- [EXERCISE OBJECTIVE] Only an exact repetition of every entry counts as the answer.
=== Begin Enclosure ===
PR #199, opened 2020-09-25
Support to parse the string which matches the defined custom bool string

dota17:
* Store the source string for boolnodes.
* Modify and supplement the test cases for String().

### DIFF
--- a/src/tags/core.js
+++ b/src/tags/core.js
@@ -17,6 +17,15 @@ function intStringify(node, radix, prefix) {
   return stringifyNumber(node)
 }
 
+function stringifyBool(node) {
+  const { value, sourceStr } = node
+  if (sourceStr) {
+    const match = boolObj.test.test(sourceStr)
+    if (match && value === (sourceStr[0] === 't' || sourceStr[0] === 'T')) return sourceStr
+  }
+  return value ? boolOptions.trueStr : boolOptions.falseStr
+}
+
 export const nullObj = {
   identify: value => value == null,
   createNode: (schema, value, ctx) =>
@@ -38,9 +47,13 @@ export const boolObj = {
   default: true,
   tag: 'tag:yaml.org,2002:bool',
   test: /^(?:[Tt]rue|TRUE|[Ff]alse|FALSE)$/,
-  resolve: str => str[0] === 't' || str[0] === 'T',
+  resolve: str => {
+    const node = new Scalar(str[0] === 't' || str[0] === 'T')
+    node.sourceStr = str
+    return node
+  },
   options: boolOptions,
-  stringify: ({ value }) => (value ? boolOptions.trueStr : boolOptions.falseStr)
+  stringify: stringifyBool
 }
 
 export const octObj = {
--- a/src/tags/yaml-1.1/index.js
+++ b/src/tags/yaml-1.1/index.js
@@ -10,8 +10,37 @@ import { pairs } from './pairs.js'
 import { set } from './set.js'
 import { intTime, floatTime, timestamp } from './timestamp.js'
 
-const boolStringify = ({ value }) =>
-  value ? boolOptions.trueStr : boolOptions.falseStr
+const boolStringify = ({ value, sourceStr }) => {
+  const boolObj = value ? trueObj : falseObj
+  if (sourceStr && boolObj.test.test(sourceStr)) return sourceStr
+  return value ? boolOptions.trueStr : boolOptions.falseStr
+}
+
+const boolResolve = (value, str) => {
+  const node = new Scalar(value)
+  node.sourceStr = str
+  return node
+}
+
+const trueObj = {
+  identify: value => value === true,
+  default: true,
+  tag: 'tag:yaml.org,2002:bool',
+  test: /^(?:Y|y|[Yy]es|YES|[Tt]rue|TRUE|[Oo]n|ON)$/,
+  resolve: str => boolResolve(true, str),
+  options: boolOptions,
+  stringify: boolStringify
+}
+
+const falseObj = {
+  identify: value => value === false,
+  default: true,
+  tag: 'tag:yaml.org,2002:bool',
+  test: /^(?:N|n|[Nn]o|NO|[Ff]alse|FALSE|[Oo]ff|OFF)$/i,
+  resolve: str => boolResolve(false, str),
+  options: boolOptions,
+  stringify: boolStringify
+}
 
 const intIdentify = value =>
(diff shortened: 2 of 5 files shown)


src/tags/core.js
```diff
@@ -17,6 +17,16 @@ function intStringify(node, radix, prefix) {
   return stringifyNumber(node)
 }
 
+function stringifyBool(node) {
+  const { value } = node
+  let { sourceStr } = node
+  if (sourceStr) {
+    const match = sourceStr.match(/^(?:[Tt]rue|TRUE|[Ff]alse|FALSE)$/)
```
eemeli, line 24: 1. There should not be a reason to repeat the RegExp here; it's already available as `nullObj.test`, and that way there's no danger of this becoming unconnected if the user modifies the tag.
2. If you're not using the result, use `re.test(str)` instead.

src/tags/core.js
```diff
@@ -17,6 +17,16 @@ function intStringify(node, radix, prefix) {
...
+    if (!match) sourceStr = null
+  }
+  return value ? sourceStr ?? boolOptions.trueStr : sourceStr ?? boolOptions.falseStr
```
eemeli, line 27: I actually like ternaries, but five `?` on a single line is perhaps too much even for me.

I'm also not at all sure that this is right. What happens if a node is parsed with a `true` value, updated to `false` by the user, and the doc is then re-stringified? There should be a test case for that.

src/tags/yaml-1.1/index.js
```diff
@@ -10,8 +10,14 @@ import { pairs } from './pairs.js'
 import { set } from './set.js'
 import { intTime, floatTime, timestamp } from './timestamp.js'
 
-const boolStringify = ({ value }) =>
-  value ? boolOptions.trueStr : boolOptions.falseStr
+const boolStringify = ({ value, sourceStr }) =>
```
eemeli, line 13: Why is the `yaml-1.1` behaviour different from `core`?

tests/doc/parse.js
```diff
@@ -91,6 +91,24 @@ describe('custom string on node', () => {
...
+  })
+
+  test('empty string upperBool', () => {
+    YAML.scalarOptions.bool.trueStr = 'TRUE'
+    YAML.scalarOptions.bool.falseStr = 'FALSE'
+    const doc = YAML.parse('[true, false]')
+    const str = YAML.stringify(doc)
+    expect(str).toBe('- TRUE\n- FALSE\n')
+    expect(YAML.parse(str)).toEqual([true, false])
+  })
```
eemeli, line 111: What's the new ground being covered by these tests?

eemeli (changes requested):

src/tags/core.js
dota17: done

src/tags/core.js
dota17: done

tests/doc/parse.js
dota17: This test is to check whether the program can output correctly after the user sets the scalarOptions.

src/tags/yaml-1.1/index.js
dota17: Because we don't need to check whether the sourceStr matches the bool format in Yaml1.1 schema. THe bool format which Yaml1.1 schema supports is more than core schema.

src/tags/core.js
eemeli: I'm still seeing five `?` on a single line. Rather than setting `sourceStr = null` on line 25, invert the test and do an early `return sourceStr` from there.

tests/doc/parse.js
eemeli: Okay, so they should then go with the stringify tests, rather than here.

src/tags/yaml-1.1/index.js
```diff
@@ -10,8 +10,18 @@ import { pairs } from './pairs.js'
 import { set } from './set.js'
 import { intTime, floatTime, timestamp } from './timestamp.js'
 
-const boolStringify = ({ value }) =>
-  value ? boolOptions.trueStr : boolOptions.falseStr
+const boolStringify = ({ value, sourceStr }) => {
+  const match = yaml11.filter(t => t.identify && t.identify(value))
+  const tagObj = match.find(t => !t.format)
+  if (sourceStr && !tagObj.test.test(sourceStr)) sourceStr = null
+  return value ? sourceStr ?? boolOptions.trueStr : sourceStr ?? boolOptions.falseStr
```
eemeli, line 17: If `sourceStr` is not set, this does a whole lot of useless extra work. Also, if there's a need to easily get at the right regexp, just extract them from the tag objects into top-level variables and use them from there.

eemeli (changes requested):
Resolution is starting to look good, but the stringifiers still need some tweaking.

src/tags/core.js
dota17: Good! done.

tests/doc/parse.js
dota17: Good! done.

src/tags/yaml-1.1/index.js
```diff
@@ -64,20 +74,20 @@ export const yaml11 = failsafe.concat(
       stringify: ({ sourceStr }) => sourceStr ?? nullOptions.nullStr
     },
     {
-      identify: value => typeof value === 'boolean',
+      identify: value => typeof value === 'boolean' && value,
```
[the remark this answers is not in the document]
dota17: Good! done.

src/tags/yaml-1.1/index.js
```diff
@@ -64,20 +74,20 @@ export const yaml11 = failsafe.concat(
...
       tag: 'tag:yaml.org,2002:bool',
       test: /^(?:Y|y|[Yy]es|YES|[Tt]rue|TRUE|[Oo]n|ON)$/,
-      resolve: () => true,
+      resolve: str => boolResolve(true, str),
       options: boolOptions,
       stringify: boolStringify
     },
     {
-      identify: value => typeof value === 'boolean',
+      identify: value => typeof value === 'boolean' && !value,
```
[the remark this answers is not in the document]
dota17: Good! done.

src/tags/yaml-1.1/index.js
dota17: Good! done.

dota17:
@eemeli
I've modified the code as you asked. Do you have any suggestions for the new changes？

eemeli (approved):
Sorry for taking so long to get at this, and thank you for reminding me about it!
=== End Enclosure ===
- [TASK RESPONSE]
PR #199, opened 2020-09-25
Support to parse the string which matches the defined custom bool string

dota17:
* Store the source string for boolnodes.
* Modify and supplement the test cases for String().

### DIFF
--- a/src/tags/core.js
+++ b/src/tags/core.js
@@ -17,6 +17,15 @@ function intStringify(node, radix, prefix) {
   return stringifyNumber(node)
 }
 
+function stringifyBool(node) {
+  const { value, sourceStr } = node
+  if (sourceStr) {
+    const match = boolObj.test.test(sourceStr)
+    if (match && value === (sourceStr[0] === 't' || sourceStr[0] === 'T')) return sourceStr
+  }
+  return value ? boolOptions.trueStr : boolOptions.falseStr
+}
+
 export const nullObj = {
   identify: value => value == null,
   createNode: (schema, value, ctx) =>
@@ -38,9 +47,13 @@ export const boolObj = {
   default: true,
   tag: 'tag:yaml.org,2002:bool',
   test: /^(?:[Tt]rue|TRUE|[Ff]alse|FALSE)$/,
-  resolve: str => str[0] === 't' || str[0] === 'T',
+  resolve: str => {
+    const node = new Scalar(str[0] === 't' || str[0] === 'T')
+    node.sourceStr = str
+    return node
+  },
   options: boolOptions,
-  stringify: ({ value }) => (value ? boolOptions.trueStr : boolOptions.falseStr)
+  stringify: stringifyBool
 }
 
 export const octObj = {
--- a/src/tags/yaml-1.1/index.js
+++ b/src/tags/yaml-1.1/index.js
@@ -10,8 +10,37 @@ import { pairs } from './pairs.js'
 import { set } from './set.js'
 import { intTime, floatTime, timestamp } from './timestamp.js'
 
-const boolStringify = ({ value }) =>
-  value ? boolOptions.trueStr : boolOptions.falseStr
+const boolStringify = ({ value, sourceStr }) => {
+  const boolObj = value ? trueObj : falseObj
+  if (sourceStr && boolObj.test.test(sourceStr)) return sourceStr
+  return value ? boolOptions.trueStr : boolOptions.falseStr
+}
+
+const boolResolve = (value, str) => {
+  const node = new Scalar(value)
+  node.sourceStr = str
+  return node
+}
+
+const trueObj = {
+  identify: value => value === true,
+  default: true,
+  tag: 'tag:yaml.org,2002:bool',
+  test: /^(?:Y|y|[Yy]es|YES|[Tt]rue|TRUE|[Oo]n|ON)$/,
+  resolve: str => boolResolve(true, str),
+  options: boolOptions,
+  stringify: boolStringify
+}
+
+const falseObj = {
+  identify: value => value === false,
+  default: true,
+  tag: 'tag:yaml.org,2002:bool',
+  test: /^(?:N|n|[Nn]o|NO|[Ff]alse|FALSE|[Oo]ff|OFF)$/i,
+  resolve: str => boolResolve(false, str),
+  options: boolOptions,
+  stringify: boolStringify
+}
 
 const intIdentify = value =>
(diff shortened: 2 of 5 files shown)


src/tags/core.js
```diff
@@ -17,6 +17,16 @@ function intStringify(node, radix, prefix) {
   return stringifyNumber(node)
 }
 
+function stringifyBool(node) {
+  const { value } = node
+  let { sourceStr } = node
+  if (sourceStr) {
+    const match = sourceStr.match(/^(?:[Tt]rue|TRUE|[Ff]alse|FALSE)$/)
```
eemeli, line 24: 1. There should not be a reason to repeat the RegExp here; it's already available as `nullObj.test`, and that way there's no danger of this becoming unconnected if the user modifies the tag.
2. If you're not using the result, use `re.test(str)` instead.

src/tags/core.js
```diff
@@ -17,6 +17,16 @@ function intStringify(node, radix, prefix) {
...
+    if (!match) sourceStr = null
+  }
+  return value ? sourceStr ?? boolOptions.trueStr : sourceStr ?? boolOptions.falseStr
```
eemeli, line 27: I actually like ternaries, but five `?` on a single line is perhaps too much even for me.

I'm also not at all sure that this is right. What happens if a node is parsed with a `true` value, updated to `false` by the user, and the doc is then re-stringified? There should be a test case for that.

src/tags/yaml-1.1/index.js
```diff
@@ -10,8 +10,14 @@ import { pairs } from './pairs.js'
 import { set } from './set.js'
 import { intTime, floatTime, timestamp } from './timestamp.js'
 
-const boolStringify = ({ value }) =>
-  value ? boolOptions.trueStr : boolOptions.falseStr
+const boolStringify = ({ value, sourceStr }) =>
```
eemeli, line 13: Why is the `yaml-1.1` behaviour different from `core`?

tests/doc/parse.js
```diff
@@ -91,6 +91,24 @@ describe('custom string on node', () => {
...
+  })
+
+  test('empty string upperBool', () => {
+    YAML.scalarOptions.bool.trueStr = 'TRUE'
+    YAML.scalarOptions.bool.falseStr = 'FALSE'
+    const doc = YAML.parse('[true, false]')
+    const str = YAML.stringify(doc)
+    expect(str).toBe('- TRUE\n- FALSE\n')
+    expect(YAML.parse(str)).toEqual([true, false])
+  })
```
eemeli, line 111: What's the new ground being covered by these tests?

eemeli (changes requested):

src/tags/core.js
dota17: done

src/tags/core.js
dota17: done

tests/doc/parse.js
dota17: This test is to check whether the program can output correctly after the user sets the scalarOptions.

src/tags/yaml-1.1/index.js
dota17: Because we don't need to check whether the sourceStr matches the bool format in Yaml1.1 schema. THe bool format which Yaml1.1 schema supports is more than core schema.

src/tags/core.js
eemeli: I'm still seeing five `?` on a single line. Rather than setting `sourceStr = null` on line 25, invert the test and do an early `return sourceStr` from there.

tests/doc/parse.js
eemeli: Okay, so they should then go with the stringify tests, rather than here.

src/tags/yaml-1.1/index.js
```diff
@@ -10,8 +10,18 @@ import { pairs } from './pairs.js'
 import { set } from './set.js'
 import { intTime, floatTime, timestamp } from './timestamp.js'
 
-const boolStringify = ({ value }) =>
-  value ? boolOptions.trueStr : boolOptions.falseStr
+const boolStringify = ({ value, sourceStr }) => {
+  const match = yaml11.filter(t => t.identify && t.identify(value))
+  const tagObj = match.find(t => !t.format)
+  if (sourceStr && !tagObj.test.test(sourceStr)) sourceStr = null
+  return value ? sourceStr ?? boolOptions.trueStr : sourceStr ?? boolOptions.falseStr
```
eemeli, line 17: If `sourceStr` is not set, this does a whole lot of useless extra work. Also, if there's a need to easily get at the right regexp, just extract them from the tag objects into top-level variables and use them from there.

eemeli (changes requested):
Resolution is starting to look good, but the stringifiers still need some tweaking.

src/tags/core.js
dota17: Good! done.

tests/doc/parse.js
dota17: Good! done.

src/tags/yaml-1.1/index.js
```diff
@@ -64,20 +74,20 @@ export const yaml11 = failsafe.concat(
       stringify: ({ sourceStr }) => sourceStr ?? nullOptions.nullStr
     },
     {
-      identify: value => typeof value === 'boolean',
+      identify: value => typeof value === 'boolean' && value,
```
[the remark this answers is not in the document]
dota17: Good! done.

src/tags/yaml-1.1/index.js
```diff
@@ -64,20 +74,20 @@ export const yaml11 = failsafe.concat(
...
       tag: 'tag:yaml.org,2002:bool',
       test: /^(?:Y|y|[Yy]es|YES|[Tt]rue|TRUE|[Oo]n|ON)$/,
-      resolve: () => true,
+      resolve: str => boolResolve(true, str),
       options: boolOptions,
       stringify: boolStringify
     },
     {
-      identify: value => typeof value === 'boolean',
+      identify: value => typeof value === 'boolean' && !value,
```
[the remark this answers is not in the document]
dota17: Good! done.

src/tags/yaml-1.1/index.js
dota17: Good! done.

dota17:
@eemeli
I've modified the code as you asked. Do you have any suggestions for the new changes？

eemeli (approved):
Sorry for taking so long to get at this, and thank you for reminding me about it!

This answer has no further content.